Across the records below, how many lines include the string "with"? State the number and nothing more.

Record extracts:
--- --- ---
PR #1632, opened 2025-03-11
CSHARP-5519: In a filter Any with array constant and predicate comparing item to field should translate to $in.

rstam:
There are test failing but I want to review as is first and discuss.

The following tests fail:

1. Tests with a filter with nested AsQueryable
2. Tests with Select

Let's plan a Zoom meeting to discuss why they are failing. Potentially we might just accept these as limitations and open new JIRA tickets for them.

Other than those issues I think the rest of the PR is in good shape.


rstam:
Closing this PR as it will be fixed by CSHARP-5572.

PR #1633, opened 2025-03-11
CSHARP-5514: Revert skip to non-lb-connection-establishment

adelinowona:
Revert test skip from https://github.com/mongodb/mongo-csharp-driver/pull/1618

The server problem that initiated the test skip has been resolved so we can revert the skip and run the test on the latest server build.


BorisDog (approved):
LGTM. Just double check the EG.

PR #1634, opened 2025-03-12
CSHARP-5472: Investigate changes in SERVER-97071: Ensure stability of resumeTokens across versions

sanych-sun:


src/MongoDB.Driver/Core/ChangeStreamNamespaceTypeSerializer.cs
```diff
@@ -0,0 +1,26 @@
...
+ * See the License for the specific language governing permissions and
+ * limitations under the License.
+ */
+
+using MongoDB.Bson.Serialization;
+using MongoDB.Bson.Serialization.Serializers;
+
+namespace MongoDB.Driver.Core
+{
+    internal static class ChangeStreamNamespaceTypeSerializer
```
sanych-sun, line 21: This class needed only to hold the instance of `EnumSerializer<ChangeStreamNamespaceType>`. Cannot have that as static variable in `ChangeStreamDocumentSerializer` because it's generic. Open for any suggestion for a better place to have this instance variable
--- --- ---
Exercise solution: 3